## Problem statement
The answer should be each line of the records that contains the word "behavior"; please copy them all.

(Stored records)
Content starts

PR #13621, opened 2024-01-11
fix(rust):  Support index upsampling

### LINKED ISSUE #12207: Upsample on integer index documented, but not working
### Checks

### Reproducible example

```python
import polars as pl

vert_df1 = pl.DataFrame(
    {
        "array_name": ["arr_1"] * 4,
        "array_idx": [0, 3, 4, 5],
        "array_val": [33, 34, 34, 33],
    }, {
        "array_name": pl.datatypes.Utf8,
        "array_idx": pl.datatypes.UInt32,
        "array_val": pl.datatypes.Float32
    }
).set_sorted("array_name", "array_idx")

vert_df1.upsample(
    time_column="array_idx", every="1i", by="array_name"
)
```

### Log output

```shell
Cell In[13], line 15
      1 import polars as pl
      3 vert_df1 = pl.DataFrame(
      4     {
      5         "array_name": ["arr_1"] * 4,
   (...)
     12     }
     13 ).set_sorted("array_name", "array_idx")
---> 15 vert_df1.upsample(
     16     time_column="array_idx", every="1i", by="array_name"
     17 )

File .pyenv310\lib\site-packages\polars\dataframe\frame.py:5727, in DataFrame.upsample(self, time_column, every, offset, by, maintain_order)
   5723 every = _timedelta_to_pl_duration(every)
   5724 offset = _timedelta_to_pl_duration(offset)
   5726 return self._from_pydf(
-> 5727     self._df.upsample(by, time_column, every, offset, maintain_order)
   5728 )

ComputeError: upsample not allowed for index column of dtype u32
```

### Issue description

While the docs for `upsample()` mention the possibility of using `every="1i"` to upsample over a linearly increasing index count, presumably working like described in `group_by_dynamic()` where it implies that the column is an integer value instead of a datetime value, upsample does not work on index columns. It appears to only support datetime columns.

Additionally, the `offset` parameter only accepts datetime values, not integer values.

### Expected behavior

`upsample` with an index period specifier should work to fill gaps in integer index columns. The code example above should return a dataframe with new rows added for `array_idx = 1` and `array_idx = 2`, but no values for `array_val`.

### Installed versions

<details>

```
--------Version info---------
Polars:              0.19.12
Index type:          UInt32
Platform:            Windows-10-10.0.19042-SP0
Python:              3.10.7 (tags/v3.10.7:6cc6b13, Sep  5 2022, 14:08:36) [MSC v.1933 64 bit (AMD64)]
----Optional dependencies----
cloudpickle:         3.0.0
fsspec:              2023.10.0
numpy:               1.26.1
pandas:              1.4.4
pyarrow:             13.0.0
sqlalchemy:          1.3.24
xlsxwriter:          3.1.9
```

</details>

i-aki-y:
fix #12207 

In this PR, I try to fix to support upsampling by index (ex. every="1i").
The upsampling document says upsample supports regular frequency that includes "1i", but it is not working now (#12207).

For the implementation, I referred to the group_by_dynamic function that supports "1i" freq.
https://github.com/pola-rs/polars/blob/a8bdc76000c059afdac1f215e3b95654a0057712/crates/polars-time/src/group_by/dynamic.rs#L198

Any comments and suggestions are welcome.

### DIFF
--- a/crates/polars-time/src/upsample.rs
+++ b/crates/polars-time/src/upsample.rs
@@ -119,6 +119,13 @@ fn upsample_impl(
     stable: bool,
 ) -> PolarsResult<DataFrame> {
     let s = source.column(index_column)?;
+    if offset.parsed_int || every.parsed_int {
+        polars_ensure!(
+            ((offset.parsed_int || offset.is_zero())
+             && (every.parsed_int || every.is_zero())),
+            ComputeError: "you cannot combine time durations like '2h' with integer durations like '3i'"
+        )
+    }
     ensure_sorted_arg(s, "upsample")?;
     if matches!(s.dtype(), DataType::Date) {
         let mut df = source.clone();
@@ -128,6 +135,29 @@ fn upsample_impl(
         .unwrap();
         let mut out = upsample_impl(&df, by, index_column, every, offset, stable).unwrap();
         out.try_apply(index_column, |s| s.cast(&DataType::Date))
+            .unwrap();
+        Ok(out)
+    } else if matches!(s.dtype(), DataType::Int32) {
+        let mut df = source.clone();
+
+        df.try_apply(index_column, |s| {
+            s.cast(&DataType::Int64)
+                .unwrap()
+                .cast(&DataType::Datetime(TimeUnit::Nanoseconds, None))
+        })
+        .unwrap();
+        let mut out = upsample_impl(&df, by, index_column, every, offset, stable).unwrap();
+        out.try_apply(index_column, |s| s.cast(&DataType::Int32))
+            .unwrap();
+        Ok(out)
+    } else if matches!(s.dtype(), DataType::Int64) {
+        let mut df = source.clone();
+        df.try_apply(index_column, |s| {
+            s.cast(&DataType::Datetime(TimeUnit::Nanoseconds, None))
+        })
+        .unwrap();
+        let mut out = upsample_impl(&df, by, index_column, every, offset, stable).unwrap();
+        out.try_apply(index_column, |s| s.cast(&DataType::Int64))
             .unwrap();
         Ok(out)
     } else if by.is_empty() {
--- a/crates/polars-time/src/upsample.rs
+++ b/crates/polars-time/src/upsample.rs
@@ -127,37 +127,44 @@ fn upsample_impl(
         )
     }
     ensure_sorted_arg(s, "upsample")?;
-    if matches!(s.dtype(), DataType::Date) {
+    let time_type = s.dtype();
+    if matches!(time_type, DataType::Date) {
         let mut df = source.clone();
-        df.try_apply(index_column, |s| {
+        df.apply(index_column, |s| {
             s.cast(&DataType::Datetime(TimeUnit::Milliseconds, None))
+                .unwrap()
         })
         .unwrap();
         let mut out = upsample_impl(&df, by, index_column, every, offset, stable).unwrap();
-        out.try_apply(index_column, |s| s.cast(&DataType::Date))
+        out.apply(index_column, |s| s.cast(time_type).unwrap())
             .unwrap();
         Ok(out)
-    } else if matches!(s.dtype(), DataType::Int32) {
+    } else if matches!(
+        time_type,
+        DataType::UInt32 | DataType::UInt64 | DataType::Int32
+    ) {
         let mut df = source.clone();
 
-        df.try_apply(index_column, |s| {
+        df.apply(index_column, |s| {
             s.cast(&DataType::Int64)
                 .unwrap()
                 .cast(&DataType::Datetime(TimeUnit::Nanoseconds, None))
+                .unwrap()
         })
         .unwrap();
         let mut out = upsample_impl(&df, by, index_column, every, offset, stable).unwrap();
-        out.try_apply(index_column, |s| s.cast(&DataType::Int32))
+        out.apply(index_column, |s| s.cast(time_type).unwrap())
             .unwrap();
         Ok(out)
-    } else if matches!(s.dtype(), DataType::Int64) {
+    } else if matches!(time_type, DataType::Int64) {
         let mut df = source.clone();
-        df.try_apply(index_column, |s| {
+        df.apply(index_column, |s| {
             s.cast(&DataType::Datetime(TimeUnit::Nanoseconds, None))
+                .unwrap()
         })
         .unwrap();
         let mut out = upsample_impl(&df, by, index_column, every, offset, stable).unwrap();
-        out.try_apply(index_column, |s| s.cast(&DataType::Int64))
+        out.apply(index_column, |s| s.cast(time_type).unwrap())
             .unwrap();
         Ok(out)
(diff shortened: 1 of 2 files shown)


py-polars/tests/unit/datatypes/test_temporal.py
```diff
@@ -760,6 +765,69 @@ def test_upsample_time_zones(
...
+                _df.upsample(
+                    time_column="index", by="groups", every=every, offset=offset
+                )
+                .fill_null(strategy=fill)
+                .sort(["groups", "index"])
+            )
+            assert_frame_equal(result, _expected)
+    else:
+        with pytest.raises(ComputeError):
+            df.upsample(time_column="index", every=every, offset=offset)
```
MarcoGorelli, line 828: could you write the test without logic please?

it should just be:
- given: some input
- when: I apply upsample
- then: I check against expected output

the moment you put if/then in tests they become very hard to reason about - split into two tests if necessary

i-aki-y: @MarcoGorelli Thank you for your review.

I fixed the test.
- split the test into valid and invalid cases
- parameterized datatype and removed for-loop

crates/polars-time/src/upsample.rs
```diff
@@ -130,6 +137,29 @@ fn upsample_impl(
...
         Ok(out)
+    } else if matches!(s.dtype(), DataType::Int32) {
+        let mut df = source.clone();
+
+        df.try_apply(index_column, |s| {
+            s.cast(&DataType::Int64)
+                .unwrap()
+                .cast(&DataType::Datetime(TimeUnit::Nanoseconds, None))
+        })
+        .unwrap();
```
MarcoGorelli, line 148: if you're unwrapping the result of `cast` then there's not much use of using `try_apply` - I'd suggest just using `apply` and `unwrap` inside it

crates/polars-time/src/upsample.rs
```diff
@@ -130,6 +137,29 @@ fn upsample_impl(
         out.try_apply(index_column, |s| s.cast(&DataType::Date))
             .unwrap();
         Ok(out)
+    } else if matches!(s.dtype(), DataType::Int32) {
```
MarcoGorelli, line 140: check https://github.com/pola-rs/polars/pull/14669/files - could `UInt32` and `UInt64` be added here too?

MarcoGorelli (commented):
thanks for your PR, got some minor comments

Separate to this, `upsample_single_impl` could be optimised for integers without having to go via datetimes right? I think there'd some potential gains there. Though the same can be said about `group_by_dynamic` and others...in the meantime, I think this would be a nice usability improvement

crates/polars-time/src/upsample.rs
```diff
@@ -119,6 +119,13 @@ fn upsample_impl(
     stable: bool,
 ) -> PolarsResult<DataFrame> {
     let s = source.column(index_column)?;
+    if offset.parsed_int || every.parsed_int {
+        polars_ensure!(
+            ((offset.parsed_int || offset.is_zero())
+             && (every.parsed_int || every.is_zero())),
+            ComputeError: "you cannot combine time durations like '2h' with integer durations like '3i'"
+        )
+    }
```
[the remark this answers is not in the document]
i-aki-y: @MarcoGorelli  I found the condition you suggested returns different behavior in the following cases:

```
Current:   (every="1h", offset="0i") --> Error
Suggested: (every="1h", offset="0i") --> OK
```

(I added related test cases to `test_upsample_index_invalid` to clarify the difference)

I borrowed the current condition from the group_by_dynamic's code, and changing only this condition causes a mismatch with the behavior of the group_by_dynamic's validation.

Content ends

## Result of the exercise
### Expected behavior
i-aki-y: @MarcoGorelli  I found the condition you suggested returns different behavior in the following cases:
I borrowed the current condition from the group_by_dynamic's code, and changing only this condition causes a mismatch with the behavior of the group_by_dynamic's validation.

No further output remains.